The response should be the lines of the data, starting at the first and ending at the one that contains "The intended split", copied without change.

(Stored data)
%%
PR #478, opened 2026-06-03
feat(rl): add Ray-backed RL rollout service and MiniWoB trainer integration recipes

Masseeh:
## Summary

This PR adds an RL rollout-service path to `cube-harness`, allowing it to run as a standalone rollout producer for external RL trainers (related issue #131).

The intended split is:

- `cube-harness` owns rollout generation.
- External RL trainers own training, replay buffers, optimization, persistence policy, and long-term storage.
- Rollout episodes emit structured events as they run.
- Trainers consume events asynchronously and reconstruct trajectories from event metadata.

Design references:

- Proposal: `openspec/changes/feat-rl/proposal.md`
- Deltas: `openspec/changes/feat-rl/deltas.md`
- RL spec: `openspec/specs/rl/spec.md`
- Related runtime hooks:
  - `openspec/specs/episode/spec.md`
  - `openspec/specs/storage/spec.md`
  - `openspec/specs/llm/spec.md`

### RL rollout service

- Added `src/cube_harness/rl/` as the rollout-service layer.
- Added an HTTP service for rollout submission, SSE event streaming, event acknowledgement, cancellation, health/stats, and task-config discovery via `/task-configs`.
- Added Ray-backed rollout execution with stateless workers.
- Added local rollout execution for debugging.
- Added request correlation metadata across events: `request_id`, `trajectory_id`, `task_id`, `group_id`, `rollout_index`, and per-request `event_index`.
- Added terminal events for rollout, worker, Ray, and training-data failures.

### Event streaming and reconstruction

- RL consumes the canonical `cube-harness` event stream through `RLEventSink`.
- External trainers can reconstruct trajectories from streamed events.
- Events include enough metadata for grouping, replay-by-offset, acking, and partial trajectory updates.
- Trainable LLM call events include prompt token IDs, completion token IDs, and logprobs.

### Rollout LLM support

- Added rollout-specific LLM config and response handling in `cube_harness.rl.llm`.
- Captures training-critical metadata: `prompt_token_ids`, `completion_token_ids`, and completion logprobs.
- Fails closed when trainable rollout calls are missing required token/logprob data.
- Keeps LiteLLM as the transport, while currently relying on vLLM/OpenAI-compatible token-ID behavior. Other inference engines need explicit validation.

### Persistence model

- Normal rollout-service operation avoids full disk-backed rollout artifacts.
- Disk persistence is opt-in debug/replay behavior via `persist_rollout=True`.
- Trainers are expected to consume the event stream and decide what to persist.

### MiniWoB examples

Added two RL recipes:

- `recipes/rl/hello_miniwob_service.py`
  - Reference service-style trainer integration.
  - Starts the rollout HTTP service.
  - Queries `/task-configs`.
  - Submits rollouts.
  - Consumes SSE events asynchronously.
  - Reconstructs trajectories.
  - Groups rollouts per task config.
  - Computes group rewards.
  - Writes token-ID SFT JSONL examples.

- `recipes/rl/hello_miniwob_local.py`
  - Direct in-process rollout debugging.
  - No HTTP server.
  - Prints rollout events as they are generated.

The TIR cube and TIR recipe were moved out of this PR and preserved separately on `rl/tir`.

## Reference Usage

Service-style trainer workflow:

```bash
CUBE_HARNESS_LLM_BASE_URL=http://127.0.0.1:8000 \
CUBE_HARNESS_MODEL="MODEL-NAME" \
CUBE_HARNESS_TOKENIZER_NAME="PATH-TO-TOKENIZER" \
uv run recipes/rl/hello_miniwob_service.py --num-rollouts 10 --num-groups 2
```

Local debugging workflow:

```bash
CUBE_HARNESS_LLM_BASE_URL=http://127.0.0.1:8000 \
CUBE_HARNESS_MODEL="MODEL-NAME" \
CUBE_HARNESS_TOKENIZER_NAME="PATH-TO-TOKENIZER" \
uv run recipes/rl/hello_miniwob_local.py
```

Deterministic smoke:

```bash
uv run scripts/smoke/rl_mock_multiturn_service.py --turns 2
```

## Testing

Focused coverage includes:

- rollout service health and request handling,
- task-config discovery,
- event ordering and reconstruction metadata,
- duplicate rollout request handling,
- Ray/local execution behavior,
- cancellation and terminal failure events,
- debug persistence opt-in,
- prompt/completion token ID capture,
- non-trainable rollout detection,
- rollout LLM training metadata capture.

Validation run:

```bash
uv run pytest tests/test_rollout_service.py tests/test_default_agent_run.py tests/test_monitored_tool_compat.py tests/test_storage_event_layout.py
uv run scripts/smoke/rl_mock_multiturn_service.py --turns 2
make lint
```

Latest local result:

- `50 passed, 3 warnings`
- RL smoke passed
- lint passed

## Notes

This PR intentionally does not implement a full RL trainer. It makes `cube-harness` a high-throughput rollout producer. The MiniWoB service recipe is the reference integration pattern for external trainers such as `PipelineRL`.


src/cube_harness/streamer.py
```diff
@@ -175,6 +178,8 @@ def emit(self, te: TrajectoryEvent) -> str:
                 sink.save_event(te, self.trajectory_id)
             except Exception:
                 logger.exception("EventStreamer sink %r raised; continuing.", sink)
+                # TODO: RL rollout need to raise so the worker fails and the executor can emit an error terminal.
```
recursix: **Fail-fast publishing isn't actually wired** — `emit` swallows every sink exception (this TODO), so `RLEventSink._publish`'s `raise` never propagates. The executor's `has_terminal` fallback covers a publisher that's fully down at the end, but a *transient mid-rollout* publish failure produces a terminal with `rollout_status="completed"` over a silently partial event stream (only `rollout_valid=False` hints at it) — violating the "a trajectory is never silently partial" intent. The commented-out `test_event_streamer_can_raise_required_sink_failure` acknowledges this.

Suggestion: a per-sink `required` marker on the streamer — re-raise for required sinks, keep best-effort for the rest — and register the RL sink as required. Then `test_rl_sink_publisher_failure_is_recorded` should drive `streamer.emit(...)` rather than `sink.save_event(...)` so it tests the production path. Your call on the mechanism; happy to discuss.

src/cube_harness/rl/task_runner.py
```diff
@@ -0,0 +1,63 @@
...
+        self.payload = payload
+        self.publisher_handle = publisher_handle
+        self.request = dict(payload["request"])
+        self.request_id = str(self.request["request_id"])
+        self.task_config = payload["task_config"]
+        self.agent_config = copy.deepcopy(payload["agent_config"])
+        self.output_dir = Path(payload["output_dir"])
+        self.episode_id = int(self.request.get("rollout_index") or 0)
+        self.task_id = str(self.request["task_id"])
+        self.trajectory_id = trajectory_log_id(self.task_id, self.episode_id)
```
recursix: **`trajectory_id` collides across groups.** It's built from `(task_id, rollout_index)` only — two groups rolling the same task with the same `rollout_index` get the same `trajectory_id`. The docs tell trainers to reconstruct trajectories keyed on it, and in `persist_rollout=True` mode the second episode hits `FileStorage.save_metadata`'s `FileExistsError`. `request_id` is the actual unique key — suggest deriving `trajectory_id` from it (or making them equal) and keeping task/index as metadata. Since this is the wire contract PipelineRL will integrate against, better to fix before it ossifies.

src/cube_harness/rl/events.py
```diff
@@ -0,0 +1,95 @@
...
+    if isinstance(value, dict):
+        return {str(k): _jsonable(v) for k, v in value.items()}
+    if hasattr(value, "model_dump"):
+        return _jsonable(value.model_dump(exclude_none=True))
+    if hasattr(value, "dict"):
+        return _jsonable(value.dict(exclude_none=True))
+    return str(value)
+
+
+class EventContext(BaseModel):
```
recursix, line 39: **Add a nullable `agent_id` to the event context now.** The multi-agent episode work (#497, companion to cube-standard #214) tags every `ToolCallEvent`/`LLMCallEvent` with an `agent_id` — one episode will produce per-agent event slices, and for RL the trainable unit becomes the per-agent sequence (think self-play groups). Adding `agent_id: str | None = None` to the payload envelope today is one field; adding it after PipelineRL integrates is a wire-contract break.

src/cube_harness/rl/sink.py
```diff
@@ -0,0 +1,169 @@
...
+    return _UNSAFE_PATH_CHARS.sub("_", value) or "unknown"
+
+
+class EventSinkConfig(BaseModel):
+    max_hot_events: int = 10000
+    persist_events_dir: Path | None = None
+    event_publish_timeout_s: float = 30.0
+
+
+class EventSink:
```
recursix: **Naming: this `EventSink` collides with the `EventSink` Protocol in `cube_harness.streamer`** (the feat-rl proposal itself notes the clash). They're different concepts — the streamer one is "consumes trajectory events", this one is a transport buffer (offsets/acks/spill/SSE). Suggest `EventBuffer` or `EventPublisher` for this class before downstream code starts importing both.

src/cube_harness/rl/trajectory_sink.py
```diff
@@ -0,0 +1,208 @@
...
+                "llm_call_tag": call.tag if call is not None else "",
+            }
+        if event.error is not None:
+            self.error = dump_for_event(event.error)
+            self.status = "llm_error"
+        if trainable:
+            self.rollout_trainable = True
+
+        payload = rollout_event_payload(self.ctx, "llm_call", self.event_idx)
+        payload.update(
```
recursix: **Consider envelope + `model_dump()` instead of per-field copies.** These payload builders hand-copy each canonical event field, so any field later added to `LLMCallEvent`/`ToolCallEvent` (e.g. the `agent_id` coming with #497) is silently dropped from the wire unless someone remembers to add it here too. A generic shape — context envelope (ids/offset/type/timestamp) + `dump_for_event(te.output)` — would auto-inherit core event evolution and delete ~50 lines. Not blocking, but it changes the payload shape, so better decided before trainers integrate.

src/cube_harness/streamer.py
Masseeh: Addressed in [7493e8e](https://github.com/The-AI-Alliance/cube-harness/commit/7493e8e810f51b9c3daef92c1ee19d16f6793cf2)

Added a required raise_on_emit_error flag to EventSink. Sinks that set this flag will now re-raise emit errors, allowing required sinks to fail the worker and propagate an error terminal. Other sinks remain best-effort: errors are logged and emission continues for the remaining sinks.

recursix (approved):
## Approved ✅

Review complete (multi-agent review pass + manual passes with Claude; all findings adversarially validated). The architecture is right: a rollout is a normal `Episode` with an `RLEventSink` on the existing sink seam — no episode-loop fork, no disk on the hot path, trainer owns policy/reward/optimization.

**Landed during review (on the branch):**
- BudgetExceeded rollouts keep their terminal `task.evaluate()` reward (`bb318383`)
- Required-sink fail-fast marker — thanks for the quick turnaround on this one (`7493e8e8`)
- Typer CLIs + `ch-rollout` entry-point wrapper; single token-limit param; sanitized JSONL spill paths (`91e3a050`)
- Synced with dev (the agents diff is now just the llm_config typing), re-pinned the cube-standard lock to current dev tip, excluded `recipes/rl/` from the Experiment recipe guard (`5611d583`, `28e0cf03`)
- `llm_config: SerializeAsAny[BaseLLMConfig]` — single open type instead of the union; removes the agents → `cube_harness.rl` import (`1466d36d`)

**Non-blocking, but please consider before/at merge** (inline comments have details):
1. `trajectory_id` derived from `request_id` (cross-group collision — this is wire contract, cheapest to fix now)
2. Nullable `agent_id` in the event context (multi-agent #497 is coming)
3. Rename the rl `EventSink` (collides with the streamer Protocol)
4. Envelope + `model_dump()` payloads vs per-field copies

**Follow-ups we'll track separately:**
- Cut cube-standard `0.1.0rc9` → drop the git source pin + re-pin (same cycle as `279814d3`)
- Mark the engine/executor/service layer experimental in the spec; convergence RFC with `exp_runner` (shared Ray scheduling, heartbeat sweeps, retries) once PipelineRL gives real usage data — co-authored, when you're ready

Nice work, Masih — excited to see PipelineRL run against this.

src/cube_harness/rl/sink.py
Masseeh: Addressed in 03829ed6f104a75427a7999dc90a0260b039a2fe and d2a4985a8f5f548d35dfa079090d0a6038ea8f8f

- changed the EventSink and related classes to EventPublisher
- changed the module name from sink.py to event_publisher.py

src/cube_harness/rl/events.py
Masseeh: Addressed in 8fec4e3c99705900fa3e1619165407d57acc30bf

src/cube_harness/rl/trajectory_sink.py
Masseeh: Addressed in 15114e4a8c69f67527e7c6f6d5b0aa906247f1db

Implemented the envelope/body RL payload shape.

  Changed src/cube_harness/rl/trajectory_sink.py so trajectory-derived rollout events now publish:

  - top-level context envelope: type, event_index, request/task ids, timestamp, etc.
  - event: dump_for_event(te.output) canonical event body
  - rl: rollout-only annotations like trainable, llm_call_index, tool_call_index, state_ref
  - trajectory_event: start_time / end_time for tool-call timing

  Accepted and terminal events stay flat because they are rollout control events, not canonical trajectory events.

src/cube_harness/rl/task_runner.py
Masseeh: Addressed in b709e183ae26a24801afcc00999d7bb154cb2b5a

  - RL now sets trajectory_id == request_id.
  - Episode supports an optional trajectory_id override while normal experiments still use {task_id}_ep{episode_id}.
  - Persisted rollout debug artifacts now land under <output_dir>/<request_id>/episodes/<request_id>/.
  - Updated storage config saving to use the resolved trajectory id.
  - Updated RL tests, smoke expectations, recipes, and OpenSpec docs.
  - Added regression coverage for same task_id + same rollout_index across different groups.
%%
**FINISHED TASK**
PR #478, opened 2026-06-03
feat(rl): add Ray-backed RL rollout service and MiniWoB trainer integration recipes

Masseeh:
## Summary

This PR adds an RL rollout-service path to `cube-harness`, allowing it to run as a standalone rollout producer for external RL trainers (related issue #131).

The intended split is:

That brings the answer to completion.